Re: [PATCH URGENT crypto] crypto: arm64/chacha - correctly walk through blocks

From: Eric Biggers
Date: Wed Mar 18 2020 - 20:24:03 EST


Hi Jason,

On Wed, Mar 18, 2020 at 05:45:18PM -0600, Jason A. Donenfeld wrote:
> Prior, passing in chunks of 2, 3, or 4, followed by any additional
> chunks would result in the chacha state counter getting out of sync,
> resulting in incorrect encryption/decryption, which is a pretty nasty
> crypto vuln, dating back to 2018. WireGuard users never experienced this
> prior, because we have always, out of tree, used a different crypto
> library, until the recent Frankenzinc addition. This commit fixes the
> issue by advancing the pointers and state counter by the actual size
> processed.
>
> Fixes: f2ca1cbd0fb5 ("crypto: arm64/chacha - optimize for arbitrary length inputs")
> Reported-and-tested-by: Emil Renner Berthing <kernel@xxxxxxxx>
> Signed-off-by: Jason A. Donenfeld <Jason@xxxxxxxxx>
> Cc: Ard Biesheuvel <ardb@xxxxxxxxxx>
> Cc: stable@xxxxxxxxxxxxxxx

Thanks for fixing this! We definitely should get this fix to Linus for 5.6.
But I don't think your description of this bug dating back to 2018 is accurate,
because this bug only affects the new library interface to ChaCha20 which was
added in v5.5. In the "regular" crypto API case, the "walksize" is set to
'5 * CHACHA_BLOCK_SIZE', and chacha_doneon() is guaranteed to be called with a
multiple of '5 * CHACHA_BLOCK_SIZE' except at the end. Thus the code worked
fine with the regular crypto API.

In fact we have fuzz tests for the regular crypto API which find bugs exactly
like these. For example, they try dividing the data up randomly into chunks.
It would be great if the new library interface had fuzz tests too.
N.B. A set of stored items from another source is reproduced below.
PR #32, opened 2018-05-19
Use AutoHashEquals

rofinn:
In particular, `intersect` and `==` will sometimes not work if this isn't used.


rofinn:
N/m looks like it was just an issue with the endpoint equality.

PR #34, opened 2018-05-30
Adds merge to compress overlapping intervals

morris25:


src/interval.jl
```diff
@@ -74,6 +74,44 @@ Interval(f, l, x::Bool, y::Bool) = Interval(f, l, Inclusivity(x, y))
...
+"""
+    merge(intervals::T) where T <: AbstractVector{<:AbstractInterval}
+
+Flattens a vector of overlapping intervals into smaller vector containing only
+non-overlapping intervals.
+"""
+function merge(intervals::AbstractVector{<:AbstractInterval{T}}) where T
+    length(intervals) < 2 && return intervals
+
+    sort!(intervals)
```
ararslan: Note that this will mutate the argument passed to `merge`, so by convention the function should be named `merge!`. If it's not the intent to mutate the input, I recommend using `sort` instead of `sort!`, which will make a copy.

It may be worthwhile to go all-in on the in-place approach and overwrite the input completely during the computation and return the mutated original array. Then the out-of-place version could be defined as `merge(intervals) = merge!(copy(intervals))`. Just a suggestion.

src/interval.jl
```diff
@@ -74,6 +74,44 @@ Interval(f, l, x::Bool, y::Bool) = Interval(f, l, Inclusivity(x, y))
 Interval(f::T, l::T) where T = Interval(f, l, Inclusivity(true, true))
 (..)(f::T, l::T) where T = Interval(f, l)
 
+"""
+    merge(intervals::T) where T <: AbstractVector{<:AbstractInterval}
+
+Flattens a vector of overlapping intervals into smaller vector containing only
+non-overlapping intervals.
+"""
+function merge(intervals::AbstractVector{<:AbstractInterval{T}}) where T
```
omus: Could just be:
```julia
function merge(intervals::AbstractVector{<:AbstractInterval})
    ...
end
```

src/interval.jl
```diff
@@ -74,6 +74,44 @@ Interval(f, l, x::Bool, y::Bool) = Interval(f, l, Inclusivity(x, y))
...
+        # If the two intervals intersect then we expand the previous interval to include the
+        # current one.
+        else
+            left = min(LeftEndpoint(prev), LeftEndpoint(curr))
+            right = max(RightEndpoint(prev), RightEndpoint(curr))
+            prev = Interval(
+                left.endpoint,
+                right.endpoint,
+                Inclusivity(left.included, right.included)
+            )
```
omus: I think this could possibly be the beginnings of the `union(::AbstractInterval, ::AbstractInterval)` method. However when the two intervals are disjoint we would need to return both intervals. Probably this would result in us returning a set or an vector which probably means additional changes to the already existing `intersect` function.

This leads me to believe that this method should be `union(intervals::AbstractVector{<:AbstractInterval{T}})`

omus: Which also means this method should be moved to the set operations section below

morris25: `merge` is dead, long live `union`

src/interval.jl
```diff
@@ -222,15 +222,59 @@ end
...
+            deleteat!(intervals, i)
+        end
+    end
+
+    return intervals
+end
```
rofinn: 2 Suggestions:

1. Rather than calling `length` on every loop, just update a variable `n` when we delete an entry.
2. Turn the Interval merging into a constructor.

Example)
```
function Interval(a::Interval, b::Interval)
    isempty(intersect(a, b)) && throw(ArgumentError(...))

    left = min(LeftEndpoint(prev), LeftEndpoint(curr))
    right = max(RightEndpoint(prev), RightEndpoint(curr))
    
    return Interval(
        left.endpoint,
        right.endpoint,
        Inclusivity(left.included, right.included)
    )
end

function Base.merge!(intervals::AbstractVector{<:AbstractInterval{T}}) where T
    sort!(intervals)
    n = length(intervals)

    i = 2
    while i <= n
        prev = intervals[i - 1]
        curr = intervals[i]

        # If the current and previous intervals don't intersect then move along
        if isempty(intersect(prev, curr))
            i = i + 1

        # If the two intervals intersect then we absorb the current interval into
        # the previous one.
        else
            intervals[i - 1] = Interval(prev, curr)
            n = length(deleteat!(intervals, i))
        end
    end

    return intervals
end
```

morris25: The constructor can already take 2 `Intervals` so it looks like we're getting `merge` after all

rofinn: Lol, fair enough. I'd also be fine with overloading `+`, as we're already using it to extend the endpoints of an interval.

https://github.com/invenia/Intervals.jl/blob/master/src/interval.jl#L141

We could just have a dispatch for `+(::Interval, ::Interval)`.

omus: I don't think `+(::Interval, ::Interval)` makes much sense. Currently addition is used to shift a range on the number/date line. I think this would end up being `union(::Interval, ::Interval)` which would need to return a `Set{Interval}` to handle the case where the intervals are disjoint. For now I thing that is out of the scope of this PR.

omus:
There are some tests in [comparison.jl](https://github.com/invenia/Intervals.jl/blob/master/test/comparisons.jl#L41) which should be enabled. They were originally thought to be for `union` but `merge` would be appropriate for them. @morris25 you should update those tests and enable them.

src/interval.jl
```diff
@@ -222,15 +234,55 @@ end
...
+        # If the current and previous intervals don't intersect then move along
+        if isempty(intersect(prev, curr))
+            i = i + 1
+
+        # If the two intervals intersect then we absorb the current interval into
+        # the previous one.
+        else
+            intervals[i - 1] = merge(prev, curr)
+            deleteat!(intervals, i)
+            n = n-1
```
omus: Spaces around `-`

ararslan: You can also write this as `n -= 1`

test/comparisons.jl
```diff
@@ -96,7 +98,8 @@ const INTERVAL_TYPES = [Interval, AnchoredInterval{Ending}, AnchoredInterval{Beg
         @test !issubset(later, earlier)
 
         @test isempty(intersect(earlier, later))
-        # @test union(a, b) == Interval(1, 5, false, true)
+        @test_throws ArgumentError merge(earlier, later)
+        @test union([earlier, later]) == [earlier, later]
```
omus: These should be combined into a single interval as there is nothing that can exist between these two intervals.

test/comparisons.jl
```diff
@@ -125,7 +128,8 @@ const INTERVAL_TYPES = [Interval, AnchoredInterval{Ending}, AnchoredInterval{Beg
         @test !issubset(later, earlier)
 
         @test isempty(intersect(earlier, later))
-        # @test union(a, b) == Interval(1, 5, true, false)
+        @test_throws ArgumentError merge(earlier, later)
+        @test union([earlier, later]) == [earlier, later]
```
omus: Also should result in a single merged interval

src/interval.jl
```diff
@@ -222,15 +252,57 @@ end
...
 
+# There is power in a union.
+"""
+    union(intervals::AbstractVector{<:AbstractInterval})
+
+Flattens a vector of overlapping intervals into a new, smaller vector containing only
+non-overlapping intervals.
+"""
+function Base.union(intervals::AbstractVector{<:AbstractInterval})
+
```
omus: Extra whitespace

src/interval.jl
```diff
@@ -84,6 +84,36 @@ end
...
+    return left <= right
+end
+
+function contiguous(a::AbstractInterval, b::AbstractInterval)
+    left = max(LeftEndpoint(a), LeftEndpoint(b))
+    right = min(RightEndpoint(a), RightEndpoint(b))
+
+    return right.endpoint == left.endpoint && (left.included || right.included)
+end
```
omus: Both `overlaps` and `contiguous` should be added to the "tests/comparisons.jl" gauntlet

test/comparisons.jl
```diff
@@ -160,6 +168,8 @@ const INTERVAL_TYPES = [Interval, AnchoredInterval{Ending}, AnchoredInterval{Beg
         @test intersect(earlier, later) == Interval(3, 3, true, true)
         @test merge(earlier, later) == Interval(1, 5, true, true)
         @test union([earlier, later]) == [Interval(1, 5, true, true)]
+        @test overlaps(earlier, later)
+        @test contiguous(earlier, later)
```
omus: Hmmm, I think `contiguous` should be `false` here

omus: This brings a new test to mind. For intervals using discrete units like integers the intervals `[1,2]` and `[3,4]` should be contiguous. I'll make that a separate issue.

omus: Issue I mentioned: https://github.com/invenia/Intervals.jl/issues/36

src/interval.jl
```diff
@@ -84,6 +84,38 @@ end
...
+    return left <= right
+end
+
+function contiguous(a::AbstractInterval, b::AbstractInterval)
+    left = max(LeftEndpoint(a), LeftEndpoint(b))
+    right = min(RightEndpoint(a), RightEndpoint(b))
+
+    return right.endpoint == left.endpoint &&
+        (left.included || right.included) &&
+        left.included != right.included
```
omus: Could simply be `right.endpoint == left.endpoint && left.included != right.included`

> diff --git a/arch/arm64/crypto/chacha-neon-glue.c b/arch/arm64/crypto/chacha-neon-glue.c
> index c1f9660d104c..debb1de0d3dd 100644
> --- a/arch/arm64/crypto/chacha-neon-glue.c
> +++ b/arch/arm64/crypto/chacha-neon-glue.c
> @@ -55,10 +55,10 @@ static void chacha_doneon(u32 *state, u8 *dst, const u8 *src,
> break;
> }
> chacha_4block_xor_neon(state, dst, src, nrounds, l);
> - bytes -= CHACHA_BLOCK_SIZE * 5;
> - src += CHACHA_BLOCK_SIZE * 5;
> - dst += CHACHA_BLOCK_SIZE * 5;
> - state[12] += 5;
> + bytes -= l;
> + src += l;
> + dst += l;
> + state[12] += round_up(l, CHACHA_BLOCK_SIZE) / CHACHA_BLOCK_SIZE;

Use DIV_ROUND_UP(l, CHACHA_BLOCK_SIZE)?

- Eric